SUPPLIED MATERIAL Block Start

PR #12564, opened 2023-01-31
Optimize doc testing based on PR changes

frankbu:

First step in optimizing the the doc testing to not run the entire suite of tests, with flakes, etc., for every doc PR. Most times we only need to run 1 test or no tests at all.

- [ ] Docs
- [ ] Installation
- [ ] Networking
- [ ] Policies and Telemetry
- [ ] Security
- [ ] Test and Release
- [ ] User Experience


scripts/pr_tests.py
```diff
@@ -0,0 +1,69 @@
...
+#
+# Unless required by applicable law or agreed to in writing, software
+# distributed under the License is distributed on an "AS IS" BASIS,
+# WITHOUT WARRANTIES OR CONDITIONS OF ANY KIND, either express or implied.
+# See the License for the specific language governing permissions and
+# limitations under the License.
+
+import argparse
+import sys
+from github import Github
```
frankbu, line 19: This dependency will need to be added in the build container. Maybe it would be better to try to do this without using pygithub?

@howardjohn, WDYT?

zirain:
changes like this https://github.com/istio/istio.io/pull/12566 should run a full test

ericvn:
One **BIG BIG** problem with the current regex put into the prow jobs, is that the test jobs are no longer required so that an approval will let the istio PR merge effectively breaking the test.

howardjohn:
@ericvn unless its configured incorrectly, github says "Not Required" since it doesn't know about the regex logic, but prow will not actually merge them

ericvn:
> @ericvn unless its configured incorrectly, github says "Not Required" since it doesn't know about the regex logic, but prow will not actually merge them

Thanks John. I was hoping that it would work that way. Just running a test to verify as well.

ericvn:
Seems to be working as hoped: https://github.com/istio/istio.io/pull/12571#issuecomment-1412485466

zirain:
> > changes like this #12566 should run a full test
> 
> @zirain Why should updating the reference docs cause all the tests to run? We don't use those changes within any of the tests.

link a wrong PR, should be https://github.com/istio/istio.io/pull/12564#issuecomment-1412281755

scripts/pr_tests.py
```diff
@@ -0,0 +1,69 @@
...
+    commits = pr.get_commits()
+    for commit in commits:
+        files = commit.files
+        for file in files:
+            filename = file.filename
+            if filename.startswith(doc_file_prefix):
+                if filename.endswith("test.sh") or filename.endswith("/snips.sh"):
+                    relative_file = filename[len(doc_file_prefix):]
+                    test_paths.add(relative_file.rsplit('/', 1)[0])
+            elif filename == istio_go_dependency or \
```
ericvn, line 54: @zirain This should cause all tests to run.

frankbu:
We are currently running this script without passing an access token for security reasons. Without an access token, the script will be subjected to github rate-limiting of 60 req/hr. The script will fall back to running all tests when this happens, so the question is how valuable will this optimization be?

Let's merge this now as-is and see how well it works. If it turns out to be relatively ineffective, we can either remove it entirely (we still get all-or-nothing optimization from prow regex), or we can potentially move this to istio/test-infra and then pass in an access token.

ericvn:
Is there anywhere where you enabled, or is there a way to enable the script output? I see in the build log:
```
Optimizing tests for pull nummber: 12564
++ python3 ./scripts/pr_tests.py --token= 12564
+ TESTS=ALL
```
Just wanting to verify that ALL is being returned here do to a failure or the second file in the prow directory.

frankbu:
> Just wanting to verify that ALL is being returned here do to a failure or the second file in the prow directory.

If it's ALL because of a failure, there will be another message in the log:
```
print("Exception: %s" % str(e), file=sys.stderr)
```

ericvn (approved):
Thanks Frank. Will watch and see how the testing goes. I suspect a short passing test in the Job History for a PR with changes that should cause tests would indicate a problem.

SUPPLIED MATERIAL Block End

• _DESCRIPTION OF THE TASK_
Among the records above, find each line containing the string "them" and copy it.

• _REPLY TO THE EXERCISE_
@ericvn unless its configured incorrectly, github says "Not Required" since it doesn't know about the regex logic, but prow will not actually merge them
> @ericvn unless its configured incorrectly, github says "Not Required" since it doesn't know about the regex logic, but prow will not actually merge them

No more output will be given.